La patologia fu identificata per la prima volta in Crimea, nel 1944, e solo 12 anni più tardi fu isolato in Congo il virus responsabile, che circola naturalmente nelle zecche e in diversi animali ospiti, come capre, pecore, bovini e struzzi. Diverse specie di zecche possono essere portatrici del virus CCHFV, ma le principali responsabili della malattia sono quelle del genere Hyalomma. La puntura di una zecca infetta può causare il contagio nell'uomo. Tuttavia, è possibile infettarsi anche attraverso il contatto con tessuti e fluidi corporei degli animali e dei pazienti positivi. Le figure che per lavoro sono a stretto contatto con gli animali sono maggiormente esposti al rischio d'infezione, ma sono noti anche casi di trasmissione intraospedaliera dovuta all'uso di aghi e altri dispositivi medici non correttamente sterilizzati. Dall'ECDC segnalano casi di infezione anche “dopo aver bevuto latte non pastorizzato o dopo aver consumato carne cruda di bestiame appena macellato. Inoltre, "il CCHFV è solitamente inattivato nella carne a causa dell'acidificazione post-macellazione”.

Dopo il caso riscontrato in Spagna, sale la paura: quali sono i sintomi della malattia e come si può curare?
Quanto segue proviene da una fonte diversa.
PR #403, opened 2025-04-09
[SL-ONLY] Fix Apple Keychain fabric edge-cases for multi-admin

mkardous-silabs:
#### Description
While doing multi-admin test cases, I noticed while using the Google Home app on my iphone that the Appley Keychain fabric was being added to the device even if the operating fabric was not Apple. This behavior was preventing the device from entering Listen based sleep because the exception handler tried to find an Apple fabric to validate that it had an activate subscription while the fabric was not present on the device.

The PR modifies the exception handler to verify if we find an Apple fabric. If the Apple fabric is absent but we have an Apple Keychain fabric, this means that the operationnal fabric is not Apple's and the exception handler should not prevent the device from going to sleep.

#### Tests
- Updated the unit-tests to reflect the new behavior
- The multi-admin test case that allowed me to see the issue worked (Commission samsung and share to google on an Iphone)

### DIFF
--- a/examples/platform/silabs/wifi/icd/vendor-handlers/AppleKeychainHandler.h
+++ b/examples/platform/silabs/wifi/icd/vendor-handlers/AppleKeychainHandler.h
@@ -35,6 +35,8 @@ namespace Silabs {
  * This method checks if there is any fabric with the Apple Home vendor ID that
  * has at least one active subscription. If such a fabric is found, it allows
  * the device to go to LI based sleep.
+ * If the device has an Apple Keychain fabric but no Apple fabric, the device can go to LI based
+ * sleep.
  */
 class AppleKeychainHandler : public VendorHandler<AppleKeychainHandler>
 {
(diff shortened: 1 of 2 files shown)


examples/platform/silabs/wifi/icd/vendor-handlers/AppleKeychainHandler.h
```diff
@@ -44,15 +46,26 @@ class AppleKeychainHandler : public VendorHandler<AppleKeychainHandler>
     {
         VerifyOrReturnValue(subscriptionsInfoProvider != nullptr && fabricTable != nullptr, false);
 
-        bool hasValidException = false;
+        bool hasValidException = true; // Default to true if no VendorId::Apple fabric is found
 
-        for (auto it = fabricTable->begin(); it != fabricTable->end(); ++it)
+        if (fabricTable->FabricCount() == 0)
```
jmartinez-silabs, line 51: Could be `VerifyOrReturnValue(fabricTable->FabricCount(), false)`

jmartinez-silabs (approved):

examples/platform/silabs/wifi/icd/vendor-handlers/AppleKeychainHandler.h
mkardous-silabs: updated

PR #411, opened 2025-04-15
[SL-UP] Feature/common token manager

lpbeliveau-silabs:
Cleanup of SilabsConfig and implementation of common token manager API, had to keep some nvm3 calls due to lack of API for those.

#### Testing

Compile -> Provision -> Flash -> Commission -> Toggle

Compared tokens fetched with old and new API, compatibility seems to work.

### DIFF
--- a/examples/lighting-app/silabs/src/AppTask.cpp
+++ b/examples/lighting-app/silabs/src/AppTask.cpp
@@ -41,8 +41,6 @@
 #include <platform/CHIPDeviceLayer.h>
 #include <platform/silabs/tracing/SilabsTracingMacros.h>
 
-#include <platform/silabs/SilabsConfig.h>
-
 #ifdef SL_CATALOG_SIMPLE_LED_LED1_PRESENT
 #define LIGHT_LED 1
 #else
--- a/examples/lighting-app/silabs/src/AppTask.cpp
+++ b/examples/lighting-app/silabs/src/AppTask.cpp
@@ -41,6 +41,8 @@
 #include <platform/CHIPDeviceLayer.h>
 #include <platform/silabs/tracing/SilabsTracingMacros.h>
 
+#include <platform/silabs/SilabsConfig.h>
+
 #ifdef SL_CATALOG_SIMPLE_LED_LED1_PRESENT
 #define LIGHT_LED 1
 #else
--- a/examples/platform/silabs/SoftwareFaultReports.cpp
+++ b/examples/platform/silabs/SoftwareFaultReports.cpp
@@ -83,6 +83,8 @@ void OnSoftwareFaultEventHandler(const char * faultRecordString)
 } // namespace DeviceLayer
 } // namespace chip
 
+// This method is already implemented in the Zigbee stack and is required by the Zigbee
+#ifndef SL_CATALOG_ZIGBEE_STACK_COMMON_PRESENT
 extern "C" void halInternalAssertFailed(const char * filename, int linenumber)
 {
     char faultMessage[kMaxFaultStringLen] = { 0 };
@@ -92,6 +94,7 @@ extern "C" void halInternalAssertFailed(const char * filename, int linenumber)
 #endif
     configASSERT((volatile void *) NULL);
 }
+#endif
 
 #if HARD_FAULT_LOG_ENABLE
 /**
--- a/examples/platform/silabs/SoftwareFaultReports.cpp
+++ b/examples/platform/silabs/SoftwareFaultReports.cpp
@@ -83,6 +83,16 @@ void OnSoftwareFaultEventHandler(const char * faultRecordString)
 } // namespace DeviceLayer
 } // namespace chip
 
+extern "C" void halInternalAssertFailed(const char * filename, int linenumber)
+{
+    char faultMessage[kMaxFaultStringLen] = { 0 };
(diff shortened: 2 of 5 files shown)


examples/platform/silabs/SoftwareFaultReports.cpp
```diff
@@ -83,6 +83,16 @@ void OnSoftwareFaultEventHandler(const char * faultRecordString)
 } // namespace DeviceLayer
 } // namespace chip
 
+extern "C" void halInternalAssertFailed(const char * filename, int linenumber)
```
jmartinez-silabs, line 86: Does that work with cmp also ? Think it exist in zigbee stack

src/platform/silabs/SilabsConfigCTM.cpp
```diff
@@ -0,0 +1,424 @@
...
+namespace DeviceLayer {
+namespace Internal {
+namespace {
+CHIP_ERROR MapNvm3Error(uint32_t nvm3Res)
+{
+    CHIP_ERROR err;
+
+    switch (nvm3Res)
+    {
+    case ECODE_NVM3_OK:
```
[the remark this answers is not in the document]
lpbeliveau-silabs: They get cast a sl_status, which is essentially another uint32_t type.
The bottom line is, under the hood they are the same calls to nvm3 methods so we can handle the errors the same way.

examples/lighting-app/silabs/src/AppTask.cpp
```diff
@@ -41,6 +41,8 @@
 #include <platform/CHIPDeviceLayer.h>
 #include <platform/silabs/tracing/SilabsTracingMacros.h>
 
+#include <platform/silabs/SilabsConfig.h>
```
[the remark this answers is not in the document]
lpbeliveau-silabs: That one slipped through, I added this just to run my test function after the AppInit was completed, this should have been removed.

src/platform/silabs/SilabsConfig.cpp
```diff
@@ -62,6 +62,59 @@ namespace chip {
 namespace DeviceLayer {
 namespace Internal {
 
+namespace {
```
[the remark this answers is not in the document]
lpbeliveau-silabs: Not unless we want the whole definition in the .h file OR to add:
```
template CHIP_ERROR SilabsConfig::ReadConfigValue<bool>(Key key, bool & val);
template CHIP_ERROR SilabsConfig::ReadConfigValue<uint16_t>(Key key, uint16_t & val);
template CHIP_ERROR SilabsConfig::ReadConfigValue<uint32_t>(Key key, uint32_t & val);
template CHIP_ERROR SilabsConfig::ReadConfigValue<uint64_t>(Key key, uint64_t & val);
```
In the cpp file.

I do not have a preference though to be honest.

jmartinez-silabs (approved):

examples/platform/silabs/SoftwareFaultReports.cpp
```diff
@@ -83,6 +83,19 @@ void OnSoftwareFaultEventHandler(const char * faultRecordString)
 } // namespace DeviceLayer
 } // namespace chip
 
+// This method is already implemented in the Zigbee stack and is required by the Zigbee
+#ifndef SL_CATALOG_ZIGBEE_STACK_COMMON_PRESENT
+extern "C" void halInternalAssertFailed(const char * filename, int linenumber)
+{
+    char faultMessage[kMaxFaultStringLen] = { 0 };
+    snprintf(faultMessage, sizeof faultMessage, "Assert failed: %s:%d", filename, linenumber);
+#if SILABS_LOG_ENABLED
```
jepenven-silabs, line 92: Shouldn't this be move on top of the faultMessage declaration ? I mean if the logs are not enabled, the buffer declaration and assignment seems pointless...

jepenven-silabs (approved):

mkardous-silabs:
Force merging since the PR doesn't affect ZAP and ZAP workflow is not yet fixed.

src/platform/silabs/SilabsConfig.h
```diff
@@ -201,15 +223,13 @@ class SilabsConfig
...
-    static CHIP_ERROR ReadConfigValueBin(Key key, uint8_t * buf, size_t bufSize, size_t & outLen, size_t offset);
+    static CHIP_ERROR ReadConfigValueBin(Key key, uint8_t * buf, size_t bufSize, size_t & outLen, size_t offset = 0);
     static CHIP_ERROR ReadConfigValueCounter(uint8_t counterIdx, uint32_t & val);
     static CHIP_ERROR WriteConfigValue(Key key, bool val);
     static CHIP_ERROR WriteConfigValue(Key key, uint16_t val);
     static CHIP_ERROR WriteConfigValue(Key key, uint32_t val);
     static CHIP_ERROR WriteConfigValue(Key key, uint64_t val);
-    static CHIP_ERROR WriteConfigValueStr(Key key, const char * str);
-    static CHIP_ERROR WriteConfigValueStr(Key key, const char * str, size_t strLen);
+    static CHIP_ERROR WriteConfigValueStr(Key key, const char * str, size_t strLen = 0);
```
rosahay-silabs, line 232: `strLen` should not be set to 0 by default right?

lpbeliveau-silabs: This allows for combining the API's into one signature. We do need to import the sizing logic though.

Dall'Organizzazione mondiale della sanità fanno sapere che il periodo di incubazione è solitamente compreso tra 1 e 3 giorni, fino a un massimo di 9. Tra i sintomi più comuni rientrano febbre, mal di schiena, vertigini, dolori muscolari, al collo e agli occhi, mal di testa e sensibilità alla luce. Nella prima fase dell'infezione, l'OMS non esclude “nausea, vomito, diarrea, dolore addominale e mal di gola”, a cui si aggiungono “bruschi sbalzi d'umore e confusione”, fino a “sonnolenza, depressione e stanchezza”. Il dolore all'addome può portare all'ingrossamento del fegato (epatomegalia). Tra gli altri sintomi, l'Oms segnala tachicardia, ingrossamento dei linfonodi e macchie causate dal sanguinamento nella pelle. Nei casi più gravi c'è anche il rischio di sanguinamento dagli occhi e la formazione di ecchimosi, fino a emorragie, epatite. L'ECDC riporta alla calma e ricorda che in più dell'80% dei casi la febbre emorragica della Crimea-Congo è lieve o asintomatica.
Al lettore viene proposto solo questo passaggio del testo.